- Opening Delimiter -

PR #3358, opened 2026-05-05
docs(server): renameEnvironment no-op contract for non-Docker backends (#3313)

blamechris:
Closes #3313

## Summary

- Expands the `renameEnvironment` JSDoc in `types.js` to explicitly document that this is a Docker-only concept. Non-Docker backends that do not use mutable container names (e.g. K8sBackend) MUST implement it as a no-op — the restore flow calls it unconditionally, so a rejection aborts the restore.
- Implements the no-op in `K8sBackend`: replaces `Promise.reject(notImplemented(...))` with `Promise.resolve()` and adds an inline comment explaining why.
- Removes `renameEnvironment` from `NOT_IMPLEMENTED_REASON` (it is no longer deferred).
- Updates the K8sBackend Phase-1 stubs test: removes `renameEnvironment` from the rejects-with-NotImplementedError table and adds a dedicated `doesNotReject` assertion.

## Test plan

- [ ] `K8sBackend Phase-1 stubs` suite passes (7 tests: 6 stubs still reject, 1 new no-op assertion resolves)
- [ ] No other test failures introduced


blamechris:
## Code Review: PR #3358

### Summary

This PR documents and enforces the `renameEnvironment` no-op contract for non-Docker backends. The core changes are three coupled edits: (1) expanded JSDoc in `types.js`, (2) K8sBackend implementation changed from `Promise.reject(notImplemented(...))` to `Promise.resolve()`, and (3) the K8sBackend Phase-1 stubs test updated to assert `doesNotReject` instead of `rejects`. There is also an unrelated test in `packages/dashboard/src/store/message-handler.test.ts` that was already committed on the `test/3309-cross-author-collision-test` branch (PR #3351) and appears in this PR's diff only because that branch was used as the base here.

---

### Strengths

- **Scope expansion is defensible.** The issue title says "docs" but the real problem was a divergence between documented intent and live code. `environment-manager.js:260` calls `renameEnvironment` unconditionally with no catch — a `NotImplementedError` rejection from K8sBackend would have silently aborted the entire restore flow. Aligning the code to match the documented "no-op for non-Docker backends" intent is the correct fix, not a scope creep.
- **No callers rely on the throw.** `environment-manager.js` calls `renameEnvironment` without a try/catch and without branching on success vs. failure — it already swallowed errors at the `restore()` level. `backend-seam.test.js` mocks the method to return `Promise.resolve()`, which is consistent. No real caller expected a `NotImplementedError`; anyone who did would already have seen the restore abort. Changing to `Promise.resolve()` is safe.
- **`doesNotReject` assertion is correct.** The new test verifies the actual production behavior rather than a stubbed behavior that was already known to be wrong.
- **Comment quality is good.** The inline comment in `k8s.js` and the `NOT_IMPLEMENTED_REASON` note explain the architectural reasoning concisely. The extended JSDoc in `types.js` gives implementors of future backends unambiguous guidance.
- **`_newName` parameter kept (not removed).** K8s could theoretically tag pods in future — keeping the signature aligned with the Backend interface is correct.

---

### Issues Found

#### Critical (Must Fix)

None.

| `types.js` JSDoc | `@param` description | The phrase "or ignored (K8s / no-op backends)" is accurate but slightly misleading — parameters are not "ignored" in the JS sense; they just aren't used. Consider "unused on no-op backends" for precision. | Minor clarity nit, but JSDoc is the contract spec here. |
| `k8s.test.js` | New `doesNotReject` test | The test asserts only that the promise resolves — it does not assert it resolves with `undefined` (i.e. `Promise.resolve()` with no value). If a future implementor accidentally returns a value, the test won't catch it. Consider `assert.strictEqual(await backend.renameEnvironment('pod-id', 'new-name'), undefined)` instead. | `Promise<void>` contract per the Backend interface. |

#### Nitpicks

- The `NOT_IMPLEMENTED_REASON` comment in `k8s.js` line 32-33 now reads "Keep this in sync with the Backend interface (types.js)" — since `renameEnvironment` was intentionally removed from this map, it may be worth appending "methods listed here are stubs; no-op methods are handled separately" to prevent future confusion.
- The PR title says `docs(server)` but the change also modifies runtime behavior (`k8s.js`). A more accurate type would be `fix(server)` or `fix(server,docs)`. Cosmetic; does not affect correctness.

---

### Unrelated Diff: `message-handler.test.ts`

The diff includes a change to `packages/dashboard/src/store/message-handler.test.ts` (the "cross-author collision" test for `skill_trust_granted`). This is commit `82c598328` from the `test/3309-cross-author-collision-test` branch, which is already tracked separately in PR #3351. It appears in this PR's diff because PR #3358's branch was cut from that branch's tip rather than from `origin/main` directly.

**Action needed:** Before merging, rebase `docs/3313-rename-environment-no-op-contract` onto `origin/main` (or wait for #3351 to merge first). As-is, squash-merging this PR will include the `message-handler.test.ts` change in its squash commit, which will conflict with or duplicate #3351.

This is a **blocker** only if #3351 has not yet been merged when this PR lands.

---

### Architecture Notes

`environment-manager.js` is the only production caller of `renameEnvironment`. The call site at line 260 has no error-handling wrapper — it lets a rejection propagate up and abort `restore()`. The backend-seam test confirms this is intended: the test mock already returns `Promise.resolve()`, so the seam contract was always "resolves or no-op." The K8sBackend behavior change closes the gap between the contract and the implementation.

---

### Verdict

**Approve with one action item:** resolve the `message-handler.test.ts` overlap with PR #3351 before merging (rebase onto `origin/main` after #3351 lands, or merge #3351 first). The three substantive changes — JSDoc, K8s implementation, and K8s test — are correct and complete.

The scope expansion from "docs only" to "docs + behavior fix" is the right call. A JSDoc that says "K8s MUST be a no-op" while the code throws `NotImplementedError` would be worse than the issue title implies — it would be a silent restore abort on the production K8s path.

No follow-up issues created — the two suggestions above are minor and do not warrant tracked issues at this stage.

- Closing Delimiter -

■ **Work order**
Among the records above, repeat exactly the line with "The diff includes", the line with "### Architecture Notes", and every line in between, and only those.

■ **Completed task**
The diff includes a change to `packages/dashboard/src/store/message-handler.test.ts` (the "cross-author collision" test for `skill_trust_granted`). This is commit `82c598328` from the `test/3309-cross-author-collision-test` branch, which is already tracked separately in PR #3351. It appears in this PR's diff because PR #3358's branch was cut from that branch's tip rather than from `origin/main` directly.

**Action needed:** Before merging, rebase `docs/3313-rename-environment-no-op-contract` onto `origin/main` (or wait for #3351 to merge first). As-is, squash-merging this PR will include the `message-handler.test.ts` change in its squash commit, which will conflict with or duplicate #3351.

This is a **blocker** only if #3351 has not yet been merged when this PR lands.

---

### Architecture Notes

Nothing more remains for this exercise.